Letters about the creative life by Warren Ellis, a writer from England. Was this forwarded to you? Subscribe.

INSPIRATIONS

📖 “Look for what you notice but no one else sees.” Rick Rubin’s THE CREATIVE ACT (UK) (US) is a book of aphorisms on the creative life, sometimes obvious, sometimes penetrating, sometimes exactly what you need to hear.

🎙️ “Lost In The Abyss…” is an amazing seven-hour mix from Dark Ambient Noisescapes, which I’ve been disappearing into for days.

🎞️ A 15-minute (French, English subtitles) portrait of composer Eliane Radigue, towards the end of her electronic mad scientist phase. I love seeing how people in creative fields other than mine do their work.

💭 “Comic books was telling about all kinds of inventions that they’d done today. I used to read them all the time. I go by the Bible in a lot of things. It says God takes foolish things to dumbfound the world. So I consider comic books as foolish things so I read all the comic books.

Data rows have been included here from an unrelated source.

PR #24760, opened 2024-11-15
feat: introduce advanced filter builders in client/java

### LINKED ISSUE #24534: [C8 API] Java Client uses builder pattern for advanced properties

danielkelemen:
## Description

- Add advanced rest filter property builder interfaces, implementations and callbacks.
- Update filter fields.
- Adjust tests.

## Related issues

closes https://github.com/camunda/camunda/issues/24534


clients/java/src/main/java/io/camunda/zeebe/client/api/search/filter/VariableFilter.java
```diff
@@ -29,6 +29,14 @@ public interface VariableFilter extends SearchRequestFilter {
    */
   VariableFilter variableKey(final Long key);
 
+  /**
+   * Filters variables by the specified key using {@link LongPropertyBuilderCallback}.
+   *
+   * @param callback the key {@link LongPropertyBuilderCallback} of the variable
+   * @return the updated filter
+   */
+  VariableFilter variableKey(final LongPropertyBuilderCallback callback);
```
tmetzke, line 38: 🔧 Instead of using a dedicated interface name here, we could also just define those as `Consumer<LongPropertyBuilder>`, right? That spares users one step in looking up what the interface does as `Consumer`s are a Java feature that we don't need to explain again. What do you think?

💭 We could even just name the builders `LongProperty` and such. They follow a builder pattern, which is fine, but it doesn't necessarily have to be encoded in the name again. In the end, as a user, you want to filter on, for example, a variable search, on property `variableKey`, and provide a `LongProperty`. You can do that by:
1. Provide a plain `long` value as a shortcut for `eq`.
2. Provide a complete `LongProperty` (e.g. a stored one you reuse or have built externally in an app and just hand it in).
3. Provide a `Consumer<LongProperty>` that let's you change the `LongProperty` that is handed into the consumer.

I hope that makes sense, maybe I am overlooking something 😄

tmetzke (approved):
👍 The current approach looks a lot nicer for the user space, nice job 🚀 
💭 I added some thoughts on how we could maybe make the code more readable and intuitive. I might also overlook something that makes this unusable, though 😄

clients/java/src/main/java/io/camunda/zeebe/client/api/search/filter/VariableFilter.java
danielkelemen: I was also thinking about this. I've changed the builder class names and refactored filters to just `Consumer`s. It is definitely cleaner this way.

PR #24761, opened 2024-11-15
Process distributed commands idempotently

### LINKED ISSUE #24739: Identity related processors do not process distributed commands idempotently
**Describe the bug**

Distributed command must be processed idempotently. Due to our redistribution mechanism it could receive the distributed command more than once. For example, if the acknowledgement between P2 and P1 gets lost, P2 will have processed the command. P1 didn't receive the acknowledgement and doesn't know this. It will redistribute it again. P2 should detect it already processed the command. It must reject the command and send acknowledgement again.

remcowesterhoud:
## Description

Sure enough, they wrote about the first atomic bomb in a comic book, TV wristwatch, all these things in the comic books were happening.

Sun Ra, in conversation with David Toop, OCEAN OF SOUND

OPERATIONS

LAB MODE

I’ve been in what I think of as Lab Mode for the last week. In theory, I should switch over into Production Mode next week, but I think production will get put in a four-hour daily block and the rest of the time Lab Mode will persist. I was contacted the other day by a comics artist I admire about doing something together, and I have half-baked notions for other things piled up that I need to experiment upon.

Lab Mode is the space where I invent shit. To the outside world, this looks remarkably like being in a trance. Harry Harrison:

Joan's mother, a paragon of virtues in all other ways, does not realize the basic needs of a writer or she would not have opened the door when I was writing, as she did once years ago when we were staying in her home, and say, 'Harry, since you aren't doing anything, would you go to the store for me.' A writer's family understands; my daughter knows when I have that glassy look in the eye and am staring into space that I am not to be disturbed because I am 'working'.

(From the book HELL’S CARTOGRAPHERS, this piece preserved online here)

This is where you sort through all the stuff you’ve shovelled on to the compost heap in the back of your head. The whole point of reading as widely as you can is to enrich that compost. If you want to write comics, read anything but comics, because comics are for studying. You need to drill down into comics to learn their tools and effects.

The thing you notice may be the thing nobody else sees.

That’s how you learn how to operate the medium. Everything else, you get from other artforms. Sounds counter-intuitive, but think about this: the formative influences on Brian Bendis were David Mamet and Aaron Sorkin.

(Same applies to artists: I spent half my time working with Tula Lotay talking about Tarkovsky.)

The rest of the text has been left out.